#### EXERCISE
Check each line of the material that follows, and copy those holding the string "LINKED".

++++++++++++++++++++

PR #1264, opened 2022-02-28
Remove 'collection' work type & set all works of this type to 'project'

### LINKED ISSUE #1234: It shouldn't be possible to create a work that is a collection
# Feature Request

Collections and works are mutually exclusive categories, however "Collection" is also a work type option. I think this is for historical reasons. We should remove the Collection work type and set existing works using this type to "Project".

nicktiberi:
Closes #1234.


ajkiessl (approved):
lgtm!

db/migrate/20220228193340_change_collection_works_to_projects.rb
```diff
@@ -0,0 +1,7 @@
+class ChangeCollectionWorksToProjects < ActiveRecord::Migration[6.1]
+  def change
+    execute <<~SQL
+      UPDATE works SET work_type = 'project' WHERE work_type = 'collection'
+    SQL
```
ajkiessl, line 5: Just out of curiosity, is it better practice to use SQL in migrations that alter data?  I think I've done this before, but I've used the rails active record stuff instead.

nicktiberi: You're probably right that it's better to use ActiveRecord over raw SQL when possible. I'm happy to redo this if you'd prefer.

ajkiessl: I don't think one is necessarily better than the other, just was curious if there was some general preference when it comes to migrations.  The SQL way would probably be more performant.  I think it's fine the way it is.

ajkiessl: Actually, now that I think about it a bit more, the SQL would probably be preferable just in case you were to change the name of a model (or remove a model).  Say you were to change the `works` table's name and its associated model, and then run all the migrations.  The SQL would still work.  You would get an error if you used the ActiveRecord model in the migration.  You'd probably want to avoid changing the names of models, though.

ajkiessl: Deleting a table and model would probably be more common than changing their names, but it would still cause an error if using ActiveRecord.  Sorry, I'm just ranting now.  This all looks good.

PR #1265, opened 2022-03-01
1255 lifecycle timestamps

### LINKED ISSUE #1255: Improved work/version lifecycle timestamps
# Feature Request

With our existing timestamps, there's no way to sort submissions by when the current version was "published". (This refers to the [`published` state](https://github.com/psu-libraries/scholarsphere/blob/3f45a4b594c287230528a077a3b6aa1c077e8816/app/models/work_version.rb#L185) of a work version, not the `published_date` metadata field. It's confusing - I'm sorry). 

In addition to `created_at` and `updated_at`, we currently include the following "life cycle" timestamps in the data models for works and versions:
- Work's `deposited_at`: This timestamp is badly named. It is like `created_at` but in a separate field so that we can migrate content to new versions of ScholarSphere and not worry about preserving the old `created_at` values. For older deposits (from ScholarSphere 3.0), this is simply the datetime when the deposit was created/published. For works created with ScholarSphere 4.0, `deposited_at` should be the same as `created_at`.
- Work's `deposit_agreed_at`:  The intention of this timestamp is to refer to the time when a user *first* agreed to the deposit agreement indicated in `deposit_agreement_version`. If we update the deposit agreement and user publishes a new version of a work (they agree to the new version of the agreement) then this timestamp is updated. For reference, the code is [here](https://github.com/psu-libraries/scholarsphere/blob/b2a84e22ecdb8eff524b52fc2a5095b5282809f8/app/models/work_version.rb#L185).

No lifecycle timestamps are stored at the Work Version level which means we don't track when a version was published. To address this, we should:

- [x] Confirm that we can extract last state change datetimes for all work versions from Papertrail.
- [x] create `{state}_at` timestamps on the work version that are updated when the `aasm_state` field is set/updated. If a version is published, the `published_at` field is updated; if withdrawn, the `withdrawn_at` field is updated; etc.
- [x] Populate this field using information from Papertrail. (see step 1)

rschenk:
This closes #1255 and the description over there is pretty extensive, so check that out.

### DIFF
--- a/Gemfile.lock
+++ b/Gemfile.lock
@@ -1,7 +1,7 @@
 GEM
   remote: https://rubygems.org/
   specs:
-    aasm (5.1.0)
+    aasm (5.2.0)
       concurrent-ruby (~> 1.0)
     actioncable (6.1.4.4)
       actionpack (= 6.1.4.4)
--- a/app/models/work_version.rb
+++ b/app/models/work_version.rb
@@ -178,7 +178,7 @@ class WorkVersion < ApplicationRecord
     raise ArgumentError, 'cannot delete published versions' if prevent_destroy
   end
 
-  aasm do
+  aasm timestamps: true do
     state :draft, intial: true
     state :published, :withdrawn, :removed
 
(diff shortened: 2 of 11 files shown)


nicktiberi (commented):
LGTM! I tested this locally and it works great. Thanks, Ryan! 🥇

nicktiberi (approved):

++++++++++++++++++++

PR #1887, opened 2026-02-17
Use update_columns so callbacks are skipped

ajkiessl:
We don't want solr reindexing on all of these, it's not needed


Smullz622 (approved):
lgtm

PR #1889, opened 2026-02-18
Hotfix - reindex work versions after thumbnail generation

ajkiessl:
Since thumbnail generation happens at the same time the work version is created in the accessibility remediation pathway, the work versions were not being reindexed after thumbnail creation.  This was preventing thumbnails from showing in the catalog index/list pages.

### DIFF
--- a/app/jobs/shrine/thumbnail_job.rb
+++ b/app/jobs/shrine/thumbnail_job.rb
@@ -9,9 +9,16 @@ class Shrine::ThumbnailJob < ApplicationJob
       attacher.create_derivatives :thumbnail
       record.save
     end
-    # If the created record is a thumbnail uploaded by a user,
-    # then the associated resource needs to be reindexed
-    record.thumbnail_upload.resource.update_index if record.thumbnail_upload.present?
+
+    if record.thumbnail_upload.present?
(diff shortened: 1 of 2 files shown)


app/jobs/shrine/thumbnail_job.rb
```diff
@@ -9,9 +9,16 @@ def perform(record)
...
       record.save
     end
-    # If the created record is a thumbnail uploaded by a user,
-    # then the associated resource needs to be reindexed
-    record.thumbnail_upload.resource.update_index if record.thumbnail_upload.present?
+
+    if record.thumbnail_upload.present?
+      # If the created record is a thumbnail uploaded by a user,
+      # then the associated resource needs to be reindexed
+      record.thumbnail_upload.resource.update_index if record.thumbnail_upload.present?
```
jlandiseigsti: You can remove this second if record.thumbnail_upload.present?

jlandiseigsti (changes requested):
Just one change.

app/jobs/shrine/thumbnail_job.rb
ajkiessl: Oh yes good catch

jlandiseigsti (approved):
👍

++++++++++++++++++++

#### EXPECTED OUTPUT
### LINKED ISSUE #1234: It shouldn't be possible to create a work that is a collection
### LINKED ISSUE #1255: Improved work/version lifecycle timestamps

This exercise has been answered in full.